Di Indonesia, ancaman mogok nasional kerap muncul sebagai respons kolektif terhadap kebijakan upah dan kondisi kerja yang dianggap tak adil. Dalam beberapa tahun terakhir, federasi serikat buruh melayangkan ultimatum mogok ketika kenaikan upah minimum dianggap tidak memadai. Dan itu sebuah gambaran konkret bagaimana buruh menggunakan ancaman tindakan kolektif untuk menuntut pengakuan dan perbaikan ekonomi. Ancaman-ancaman ini, selain menekan pemerintah, juga memperlihatkan pergulatan naratif. Siapa yang layak sebut kehidupan layak? Dan berapa harga sebuah roti di meja seorang pekerja?
Di luar angka dan hukum, ada dimensi estetis dan etis dari mogok, yaitu bahasa solidaritas yang tiba-tiba menjadi nyata. Ketika mesin terhenti, ruang-ruang kerja mengubah ritme menjadi dialog. Lagu-lagu, plakat, dan cerita-cerita dari barisan pekerja menjadi arsip gerak yang menuntut didengar jutaan pendengar. Mogok menuntut narasi publik, yakni bukan hanya soal klaim ekonomi, tetapi tentang martabat kolektif yang menolak dijual murah.
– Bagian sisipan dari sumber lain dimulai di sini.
PR #154, opened 2022-01-19
Implement MeanCombiner

miracvbasaran:
## Description
- Implement MeanCombiner. Remaning work involves dealing with converting the output of MeanCombiner to the appropriate format depending on what aggregations (mean, sum, count) are requested. First, DPEngine would need to use the new combiners though.
- Also make some improvements to how mean is computed in dp_computations.

## How has this been tested?
- Unit tests

## Checklist


pipeline_dp/combiners.py
```diff
@@ -97,3 +99,29 @@ def merge_accumulators(self, count1: int, count2: int):
...
+
+    def __init__(self, params: CombinerParams):
+        self._params = params
+
+    def create_accumulator(self, values) -> (int, float):
+        return len(values), np.clip(values, self._params.aggregate_params.low,
+                                    self._params.aggregate_params.high).sum()
+
+    def merge_accumulators(self, accum1: tuple, accum2: tuple):
+        return accum1[0] + accum2[0], accum1[1] + accum2[1]
```
dvadym, line 121: Nit:
what do you think about the following for readbility:
count1, sum1 = accum1
count2, sum2 = accum2
and then use count, sum?
and the same for compute_metrics

pipeline_dp/combiners.py
```diff
@@ -97,3 +99,29 @@ def merge_accumulators(self, count1: int, count2: int):
...
+
+    def compute_metrics(self, accum: tuple) -> namedtuple:
+        noisy_count, noisy_sum, noisy_mean = dp_computations.compute_dp_mean(
+            accum[0], accum[1], self._params.mean_var_params)
+        MeanTuple = namedtuple('MeanTuple', ['count', 'sum', 'mean'])
```
dvadym, line 126: Please move `MeanTuple` definition before `class MeanCombiner(Combiner):`
(it's more effective to run definition once than on each compute_metrics

pipeline_dp/dp_computations.py
```diff
@@ -33,6 +33,8 @@ def squares_interval(self):
 
 def compute_middle(low: float, high: float):
     """"Returns the middle point of the interval [low, high]."""
+    # (low + high) / 2 may cause an overflow or loss of precision if low and
+    # high are large.
```
dvadym, line 37: thanks for adding comments!

pipeline_dp/dp_computations.py
```diff
@@ -304,7 +306,11 @@ def _compute_mean(
     dp_normalized_sum = _add_random_noise(normalized_sum, eps, delta,
                                           l0_sensitivity, linf_sensitivity,
                                           noise_kind)
-    return dp_normalized_sum / dp_count + middle
+    # Clamps dp_count to 1.0. We know that actual count > 1 except when the
+    # input set is empty, in which case it shouldn't matter much what the
+    # denominator is.
+    dp_count_clamped = max(1.0, dp_count)
```
dvadym, line 312: Thanks!

pipeline_dp/dp_computations.py
```diff
@@ -347,7 +353,10 @@ def compute_dp_mean(count: int, sum: float, dp_params: MeanVarParams):
         dp_params.max_contributions_per_partition,
         dp_params.noise_kind,
     )
-    return dp_count, dp_mean * dp_count, dp_mean
+
+    # Clamps dp_mean to be in the range [low, high].
```
dvadym, line 357: Atm PipelineDP doesn't do any postprocessing on DP results. The idea is that in case of API users would like to do statistical analysis, postprocessing would make things harder. 

We can introduce some standard postprocessing (like clipping to high, low or rounding), but there should be way to turn off it and we probably would like to introduce post-processing layer, separate from core DP layer. So I'd suggest not to clip mean for now and then to think about post-processing. WDYT?

dvadym (commented):

XinyuYe:
Hi Mirac, 
Some changes about the Combiners here https://github.com/OpenMined/PipelineDP/commit/0d92d0d44bfb5f88f7fc0929dfda6efc7e020e30 may influence some of your change. You may want to consider rebasing on the current head. Sorry for the inconvenience.

dvadym:
Could you please add creation of MeanCombiner in 
[create_compound_combiner](https://github.com/OpenMined/PipelineDP/blob/main/pipeline_dp/combiners.py#L199), which is a factory method for creating all concrete combiners ?

pipeline_dp/combiners.py
miracvbasaran: Makes sense, done.

pipeline_dp/dp_computations.py
miracvbasaran: Separating the post-processing from the core DP layer makes sense. We can do this at the dp_engine layer (in `aggregate()`) perhaps.

Removing this for now.

PR #155, opened 2022-01-19
Fix and test Beam count  and PrivacyIdCount 

Kulankhina:
Make public partitions optional
Delete value_extractor because it isn't used
Clean-up CountParams comments
Test that Count result is sensible

### DIFF
--- a/pipeline_dp/aggregate_params.py
+++ b/pipeline_dp/aggregate_params.py
@@ -104,7 +104,7 @@ class SumParams:
             partition.
         public_partitions: A collection of partition keys that will be present in
             the result.
-        partition_extractor: A function for partition id extraction from an RDD record.
+        partition_extractor: A function for partition id extraction from a collection record.
         value_extractor: A function for extraction of value
             for which the sum will be calculated.
   """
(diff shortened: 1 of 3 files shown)


pipeline_dp/aggregate_params.py
```diff
@@ -129,21 +129,20 @@ class CountParams:
             unit of privacy (e.g., a user) can participate.
         max_contributions_per_partition: Bounds the number of times one unit of
             privacy (e.g. a user) can contribute to a partition.
+        partition_extractor: A function for partition id extraction from an RDD record.
```
dvadym, line 132: please RDD record -> record or "collection record"
 everywhere in this file

Explanation: RDD is a Spark term, this class was introduced initially for Spark only and than used for Beam, but the comment stale

dvadym (commented):
Thanks it looks great! I left minor comment

pipeline_dp/aggregate_params.py
Kulankhina: Thanks! fixed.

pipeline_dp/aggregate_params.py
```diff
@@ -104,7 +104,7 @@ class SumParams:
             partition.
         public_partitions: A collection of partition keys that will be present in
             the result.
-        partition_extractor: A function for partition id extraction from an RDD record.
+        partition_extractor: A function for partition id extraction from an collection record.
```
dvadym, line 107: an collection -> a collection (and in other places)

Kulankhina: Thanks! Done.

dvadym (approved):
Thanks!

PR #158, opened 2022-01-20
Test Beam Count, Sum, PIdCoun with pub partitions

Kulankhina:
... return sensible result

plus delete a forgotten TODO


dvadym (approved):
Thanks a lot of creating tests!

Namun senjata apa pun bukan tanpa risiko. Mogok yang tak terkoordinasi dapat melemahkan klaim moral kaum pekerja; kekerasan atau pelanggaran hukum dapat membalik dukungan publik. Lebih lanjut, ketegasan tanpa strategi dapat menghancurkan pemogokan itu sendiri. Maka strategi mogok yang bijak mengkombinasikan organisasi internal yang kuat, komunikasi publik yang jernih, dan peta tekanan yang realistis terhadap rantai produksi dan konsumen.
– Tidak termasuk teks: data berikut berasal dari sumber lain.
PR #156, opened 2022-01-20
Uses combiners in dp engine.

XinyuYe:
## Description
Uses combiners in dp engine. Please take a look to see if things look good. Will fix tests later. 

There is a potential clean up to use named tuple in CompoundCombiners to make code cleaner. Will do that after the logics look correct.

## Affected Dependencies
Could affect all places using dp aggregations.

## How has this been tested?
Most unit tests except for two. One is still missing mean combiners and the other uses mock of Accumulator. Will fix after the logics look correct.

PR #159, opened 2022-01-20
Combiner tests

dvadym:
This PR:

1.Fixes dp_engine_test, which were broken after [PR](https://github.com/OpenMined/PipelineDP/pull/156) which introduced usage of CombinerFramework instead of Accumulator Framework
2.Adds tests for PrivacyIdCombiner and CreateCompoundAccumulator

### DIFF
--- a/pipeline_dp/combiners.py
+++ b/pipeline_dp/combiners.py
@@ -8,27 +8,6 @@ from pipeline_dp import dp_computations
 from pipeline_dp import budget_accounting
 
 
-def create_compound_combiners(
-    aggregation_params: pipeline_dp.AggregateParams,
-    budget_accountant: budget_accounting.BudgetAccountant
-) -> 'CompoundCombiner':
-    combiners = []
-    mechanism_type = aggregation_params.noise_kind.convert_to_mechanism_type()
-    if pipeline_dp.Metrics.COUNT in aggregation_params.metrics:
-        budget = budget_accountant.request_budget(mechanism_type)
-        combiners.append(
-            CountCombiner(CombinerParams(budget, aggregation_params)))
-    if pipeline_dp.Metrics.SUM in aggregation_params.metrics:
-        budget = budget_accountant.request_budget(mechanism_type)
-        combiners.append(SumCombiner(CombinerParams(budget,
-                                                    aggregation_params)))
-    if pipeline_dp.Metrics.PRIVACY_ID_COUNT in aggregation_params.metrics:
-        budget = budget_accountant.request_budget(mechanism_type)
-        combiners.append(
-            PrivacyIdCountCombiner(CombinerParams(budget, aggregation_params)))
-    return CompoundCombiner(combiners)
-
-
 class Combiner(abc.ABC):
     """Base class for all combiners.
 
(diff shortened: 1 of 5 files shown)


pipeline_dp/combiners.py
```diff
@@ -208,3 +187,29 @@ def compute_metrics(
         for combiner, acc in zip(self._combiners, accumulator):
             metrics.append(combiner.compute_metrics(acc))
         return (privacy_id_count, metrics)
+
+
+def create_compound_combiners(
+        aggregate_params: pipeline_dp.AggregateParams,
+        budget_accountant: budget_accounting.BudgetAccountant
+) -> CompoundCombiner:
```
dvadym, line 195: Just move (it's better to have it after CompoundCombiner definition)

tests/dp_engine_test.py
```diff
@@ -363,7 +362,7 @@ def test_aggregate_report(self, mock_create_accumulator_factories_function):
             "Differentially private: Computing <Metrics: ['privacy_id_count', 'count', 'mean']>"
             "\n1. Per-partition contribution bounding: randomly selected not more than 2 contributions"
             "\n2. Cross-partition contribution bounding: randomly selected not more than 3 partitions per user"
-            "\n3. Private Partition selection: using Truncated Geometric method with (eps= 0.5, delta = 5e-11)"
+            "\n3. Private Partition selection: using Truncated Geometric method with (eps= 0.1111111111111111, delta = 1.1111111111111111e-11)"
```
sushkoy, line 365: Do you know why this has changed?

pipeline_dp/combiners.py
```diff
@@ -208,3 +187,29 @@ def compute_metrics(
         for combiner, acc in zip(self._combiners, accumulator):
             metrics.append(combiner.compute_metrics(acc))
         return (privacy_id_count, metrics)
+
+
+def create_compound_combiners(
```
sushkoy, line 192: create_compound_combiner (without "s")? It looks like the method returns a single compound combiner (even if there are multiple child combiners)

pipeline_dp/combiners.py
```diff
@@ -208,3 +187,29 @@ def compute_metrics(
...
+        aggregate_params: pipeline_dp.AggregateParams,
+        budget_accountant: budget_accounting.BudgetAccountant
+) -> CompoundCombiner:
+    combiners = []
+    mechanism_type = aggregate_params.noise_kind.convert_to_mechanism_type()
+
+    if pipeline_dp.Metrics.COUNT in aggregate_params.metrics:
```
sushkoy, line 199: Are all metrics in aggregate_params.metrics expected to have a combiner?

If yes, it might be safer to iterate through the list, and then throw an exception if there's a metric for which we don't support a combiner. 

for metric in aggregate_params.metric:
  if metric == pipeline_dp.Metrics.COUNT:
    ..
  elseif metric = pipeline_dp.Metrics.SUM:
    ..

  else:
     throw Error ("Unsupporter metric:" + metric)


WDYT?

pipeline_dp/combiners.py
dvadym: Thanks, correct!

pipeline_dp/combiners.py
dvadym: Actually it's not 1:1 correspondence, 1 combiner can have more than 1 metrics to compute. E.g. MeanCombiner (which is currently WIP), this Combiner along the way computes Count and Sum. So with adding MeanCombiner this function needs to be significantly extended.

tests/dp_engine_test.py
dvadym: Yes, previously there was no aggregation, because it was mocked. Now we don't need to aggregate, that's why real combiner was created and it requests for budget, that's why less budget on partition selection

pipeline_dp/combiners.py
sushkoy: Thanks for the explanation! I'm still a bit unsure how the mean combiner will look here, but maybe we can defer this until we have the mean combiner. Thanks!

sushkoy:
LGTM.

Singkatnya, ketika jeda mengubah arah mogok itu adalah seni menahan napas bersama demi menarik napas baru. Ia adalah senjata yang terbentuk bukan dari kebencian, melainkan dari kebutuhan untuk mengatur ulang tentang sebuah ketidakseimbangan.
Sebagai senjata rakyat pekerja, mogok mengingatkan bahwa kekuatan paling mendasar bukan semata alat produksi, melainkan realita solidaritas yang menghidupinya. Ketika para pekerja berbaris mundur dari mesin, mereka tidak menyerah pada hampa. Namun, mereka menulis ulang syarat permainan.